You're viewing all posts tagged with Stanley Kubrick

Don’t piss on me and try to tell me it’s raining.

This is awkward. 

image

On 24 January 2013, I submitted a design to Threadless for their College! challenge. I like it—it’s a fairly obvious mashup of A Clockwork Orange and the University of Syracuse Orange (yep, that’s their team name).

I digitally redrew and set the type myself (a common, free typeface called Timepiece is good, but not as accurate an interpretation of the original film poster title as I wanted; you’ll find the most obvious differences in scale, the N and Es). 

Days later, I received this very nice rejection letter (emphasis mine): 

Hi there Michael Buchino,

Unfortunately, your submission “Clockwork Syracuse” was declined.

Here’s why:

Your submission was declined because it contains copyrighted material. Pop-culture inspired designs sometimes have legal issues we would rather not flirt with. Unfortunately, this is the case with your artwork.

We hate declining submissions! We hope you take these decline reasons to heart, use them to rework your submission, and resubmit. We’re looking forward to seeing your new and improved design!

Best wishes,

The Threadless Community Team

Fair enough. Who wants the trouble?

I did find it funny how many pop-culture references Threadless shirts tend to riff off of. But, giving the benefit of the doubt, was under the impression that they got the copyright cleared or knew something I didn’t. 

§

image

On 12 February 2013, Nightwatcher submitted this design, Milk Plus, to Threadless (It’s up for scoring now). 

It’s kinda fun. I like it.

But how is Nightwatcher’s design up for scoring and mine is outright rejected? 

§

My Clockwork Syracuse piece is clearly derivative of Philip Castle’s iconic film poster, for sure. 
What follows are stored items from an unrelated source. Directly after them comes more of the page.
PR #17911, opened 2026-03-12
Support ordering tables by record count

### LINKED ISSUE #13958: Add support for sort by count for database table in settings registry page
### Current Behavior
Currently we have sort by name functionality for the table. Sort by count is missing. Meshery server is not handling the case for sort by count.

### Desired Behavior
Add functionality for sort by counts through meshery server.

Image

---

ahmedmadbouly186:
**Notes for Reviewers**

- This PR fixes [#13958](https://github.com/meshery/meshery/issues/13958)

### DIFF
--- a/server/handlers/database_handlers.go
+++ b/server/handlers/database_handlers.go
@@ -7,6 +7,8 @@ import (
 	"net/http"
 	"os"
 	"path"
+	"sort"
+	"strings"
 	"time"
 
 	"github.com/meshery/meshery/server/models"
@@ -38,7 +40,8 @@ func (h *Handler) GetSystemDatabase(w http.ResponseWriter, r *http.Request, _ *m
 	var tables []*models.SqliteSchema
 	var recordCount int
 	var totalTables int64
-	page, offset, limit, search, order, sort, _ := getPaginationParams(r)
+	countOrder := false
+	page, offset, limit, search, order, sortDir, _ := getPaginationParams(r)
 
 	tableFinder := h.dbHandler.DB.Table("sqlite_schema").
 		Where("type = ?", "table")
@@ -49,28 +52,72 @@ func (h *Handler) GetSystemDatabase(w http.ResponseWriter, r *http.Request, _ *m
 
 	tableFinder.Count(&totalTables)
 
-	if limit != 0 {
-		tableFinder = tableFinder.Limit(limit)
-	}
-	if offset != 0 {
-		tableFinder = tableFinder.Offset(offset)
-	}
+	orderBycount := models.SanitizeOrderInput(order, []string{"count"})
 	order = models.SanitizeOrderInput(order, []string{"created_at", "updated_at", "name"})
 	if order != "" {
-		if sort == "desc" {
+		if sortDir == "desc" {
 			tableFinder = tableFinder.Order(clause.OrderByColumn{Column: clause.Column{Name: order}, Desc: true})
 		} else {
 			tableFinder = tableFinder.Order(order)
 		}
+	} else if orderBycount != "" {
+		countOrder = true
 	}
 
-	tableFinder.Find(&tables)
-
-	for _, table := range tables {
-		h.dbHandler.DB.Table(table.Name).Count(&table.Count)
-		recordCount += int(table.Count)
+	readTables := func() {
+		tableFinder.Find(&tables)
+		for _, table := range tables {
+			h.dbHandler.DB.Table(table.Name).Count(&table.Count)
+		}
 	}
 
+	if !countOrder {
+		if limit != 0 {
+			tableFinder = tableFinder.Limit(limit)
+		}
+		if offset != 0 {
+			tableFinder = tableFinder.Offset(offset)
+		}
+
+		readTables()
+		for _, table := range tables {
+			recordCount += int(table.Count)
+		}
+	} else {
+		readTables()
+		desc := strings.Contains(strings.ToLower(orderBycount), "desc")
+
+		sort.Slice(tables, func(i, j int) bool {
+			if desc {
+				return tables[i].Count > tables[j].Count
+			}
+			return tables[i].Count < tables[j].Count
+		})
+
+		// Apply pagination after sorting by count to ensure consistent ordering.
+		if limit != 0 {
+			start := offset
+			if start < 0 {
+				start = 0
+			}
+
+			if start >= len(tables) {
+				tables = []*models.SqliteSchema{}
+			} else {
+				end := start + limit
+				if end > len(tables) {
+					end = len(tables)
+				}
+				tables = tables[start:end]
+			}
+		}
+
+		// Recalculate recordCount for the paginated result set.
+		recordCount = 0
+		for _, table := range tables {
+			recordCount += int(table.Count)
+		}
+	}
 	databaseSummary := &models.DatabaseSummary{
 		Page:        page,
 		PageSize:    limit,
--- a/server/handlers/database_handlers.go
+++ b/server/handlers/database_handlers.go
@@ -16,7 +16,6 @@ import (
 	"github.com/meshery/meshkit/utils"
 	meshsyncmodel "github.com/meshery/meshsync/pkg/model"
 	"github.com/spf13/viper"
-	"gorm.io/gorm/clause"
 )
 
 // swagger:route GET /api/system/database GetSystemDatabase idGetSystemDatabase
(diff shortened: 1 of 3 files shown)


miacycle:
@copilot contrast this approach against the most common (standardized?) approach taken in the rest of the code base.

server/handlers/database_handlers.go
```diff
@@ -49,28 +52,68 @@ func (h *Handler) GetSystemDatabase(w http.ResponseWriter, r *http.Request, _ *m
...
+
+			if start >= len(tables) {
+				tables = []*models.SqliteSchema{}
+			} else {
+				end := start + limit
+				if end > len(tables) {
+					end = len(tables)
+				}
+				tables = tables[start:end]
+			}
```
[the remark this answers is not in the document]
ahmedmadbouly186: If there is no limit, then all the tables will be returned, because the offset itself is calculated based on the limit 
`offset = page * limit`

ui/components/DatabaseSummary.tsx
```diff
@@ -105,8 +105,8 @@ const DatabaseSummary = (props) => {
       if (searchText) setPage(0);
       setSearchText(searchText != null ? searchText : '');
     }),
-    onColumnSortChange: (_, direction) => {
-      setSortOrder(`name ${direction}`);
+    onColumnSortChange: (column, direction) => {
+      setSortOrder(`${column} ${direction}`);
```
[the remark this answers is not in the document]
ahmedmadbouly186: Don't think this enhancement is in the scope of this PR

server/handlers/database_handlers.go
```diff
@@ -49,28 +52,68 @@ func (h *Handler) GetSystemDatabase(w http.ResponseWriter, r *http.Request, _ *m
...
 
 	tableFinder.Find(&tables)
 
 	for _, table := range tables {
 		h.dbHandler.DB.Table(table.Name).Count(&table.Count)
-		recordCount += int(table.Count)
+		if !countOrder {
+			recordCount += int(table.Count)
+		}
 	}
```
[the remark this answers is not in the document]
ahmedmadbouly186: I don't think this enhancement will make a major difference in performance, but anyway, I will open a separate issue for it.

server/handlers/database_handlers.go
```diff
@@ -49,28 +52,72 @@ func (h *Handler) GetSystemDatabase(w http.ResponseWriter, r *http.Request, _ *m
...
+			tableFinder = tableFinder.Offset(offset)
+		}
+
+		readTables()
+		for _, table := range tables {
+			recordCount += int(table.Count)
+		}
+	} else {
+		readTables()
+		desc := strings.Contains(strings.ToLower(orderBycount), "desc")
```
SuryanshGarg04, line 84: Suggestion: `strings.EqualFold(orderByCount, "desc")` might be preferable here.
Using `strings.Contains` could unintentionally match values like "descending" or "desc123" . 
Thoughts?

ahmedmadbouly186: `orderByCount` consists of at least two words (e.g., `"count desc"`). To use `strings.EqualFold`, we would first need to extract the substring where `"desc"` appears.

However, I’m not sure whether `"desc"` will always be the second word. What do you think?

SuryanshGarg04: Quick clarification: should the sort direction (`desc`) come from
`orderBycount` or from `sortDir`?
The API docs here mention `?sort=[asc/desc]`, so I wanted to confirm
how the direction is expected to be passed for count-based sorting.

ahmedmadbouly186: It’s a bit confusing how the sorting parameters are handled.

First, `sortDir` is parsed [[here](https://github.com/meshery/meshery/blob/8450c43ddb8a7ce530aeb53f2a15bf9f614f65f4/server/handlers/utils.go#L27)](https://github.com/meshery/meshery/blob/8450c43ddb8a7ce530aeb53f2a15bf9f614f65f4/server/handlers/utils.go#L27) from the `sort` params. At the same time, the default value defined [[here](https://github.com/meshery/meshery/blob/a585f63cab75513f4354a9504cbd193cf52bbbcc/server/handlers/utils.go#L35)](https://github.com/meshery/meshery/blob/a585f63cab75513f4354a9504cbd193cf52bbbcc/server/handlers/utils.go#L35) is `updated_at`, which is neither `asc` nor `desc`.

On the frontend side, the functionality implemented [[here](https://github.com/meshery/meshery/blob/4e4a2c7d5e998da32d6671df3f02a9978754cc9c/ui/components/DatabaseSummary.tsx#L33-L38)](https://github.com/meshery/meshery/blob/4e4a2c7d5e998da32d6671df3f02a9978754cc9c/ui/components/DatabaseSummary.tsx#L33-L38) sends both `orderByColumn` (`name` / `count`) and `orderByDirection` (`desc` / `asc`) to the `order` field, and completely ignores the `sort` field.

Based on this, I’m guessing that the behavior might have changed at some point on either the frontend or backend side without the documentation being updated.

ahmedmadbouly186: So we have one of two possible solutions:

1. **Ignore the `sort` parameter** — since `order` is already supported by both the backend and frontend. In this case, we can remove `sort` from the documentation and clean up the related code on the backend side.

2. **Reuse the `sort` parameter** — by sending it from the frontend and handling it correctly on the backend in both cases (sorting by `name` and by `count`).

SuryanshGarg04: Thanks for checking the frontend and clarifying this, that clears up my confusion.

SuryanshGarg04: However, I might be missing some frontend context here, but since the UI already
seems to be sending both the column and direction through the `order`
field (e.g. "count desc"), updating the documentation to reflect this
behavior might be the simpler approach compared to introducing or
reusing the `sort` parameter.
That said, it would probably be good to get a maintainer’s opinion here
as well, especially regarding consistency with other endpoints.

ahmedmadbouly186: the suggests solution to use the correct field FE and BE

l5io:
🚀 Deployed on https://69c86cf0f54d545f14ff069a--meshery-docs-preview.netlify.app

l5io:
🚀 Preview for commit 322281839832d0026171c4cd0df34957ec6b7fa9 at: https://69c46e2b8748eef78c0f628a--meshery-docs-preview.netlify.app

ui/components/DatabaseSummary.tsx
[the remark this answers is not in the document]
hortison: This isn't a suggested as an optional enhancement. This is highlighted a bug in your logic. This concern needs to be addressed, @ahmedmadbouly186.

hortison (changes requested):

l5io:
🚀 Preview for commit ff0636489484f8ccbbe6fc4db5b19158beceffc8 at: https://69c86c65b878207de78f8d8d--meshery-docs-preview.netlify.app

l5io:
🚀 Preview for commit 69ff5c553631682da5d99db799c5d2d3c450f430 at: https://69c86cf0f54d545f14ff069a--meshery-docs-preview.netlify.app

leecalcote (commented):
Good feature. Ordering by record count is useful for identifying large tables. The approach of fetching all tables when sorting by count (since count isn't a DB column) and then applying in-memory sort + pagination is the right tradeoff. The `SanitizeOrderInput` usage correctly prevents SQL injection on the order parameter. The UI changes to combine order and direction into a single parameter simplify the API. Note: the `countOrder` path fetches all tables before paginating - for databases with many tables this could be slow, but for SQLite schemas this is fine in practice.

leecalcote (commented):
Correction to my earlier comment: the current approach of looping over tables and issuing a separate `h.dbHandler.DB.Table(table.Name).Count(&table.Count)` per table in Go is inefficient. The database should do the heavy lifting — a single query can fetch table names with their row counts (e.g., using SQLite's `sqlite_stat1` or a subquery approach) rather than N+1 round-trips. Similarly, sorting by count should ideally be done in SQL rather than fetching all tables into memory and sorting with `sort.Slice` in Go. Pushing this work to the database will scale better and is the right architectural pattern.

lekaf974:
I am also concerned by this approach to get the tables count, like mentioned by @leecalcote using SQL is more efficient.

lekaf974:
@ahmedmadbouly186 still working on this one ?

Nightwatcher’s milk glass design is overtly derivative of David Pelham’s iconic book cover design

So… how is this different?

Is Threadless lying to me? Do they know something I don’t know? Did they just not like my idea and attempt spare my feelings?

Is it simpler than that—is Penham’s book cover design not copyrighted? Or do Threadless have permission to use it? Or is my work too similar to the original? 

(My hunch is that Threadless have an inconsistent filtering process or my work is too similar to the original for them to put forth any effort. I sure hope it’s the latter.)

Am I interpreting this wrong? What do you think? 


The More You Know: 

According to this interview with photos of the original lettering sketches, Castle discusses how Bill Gold and his studio altered the type and subsequently took credit for it (avoiding any potential copyright friction all the while).

Interestingly, it was the Gold-altered design I was seeking to mash up. (And Timepiece is a lot more accurate a typeface to Castle’s original sketches.)

Also, Castle talks about his lettering being derivative of Milton Glaser’s work. So I guess we have something in common.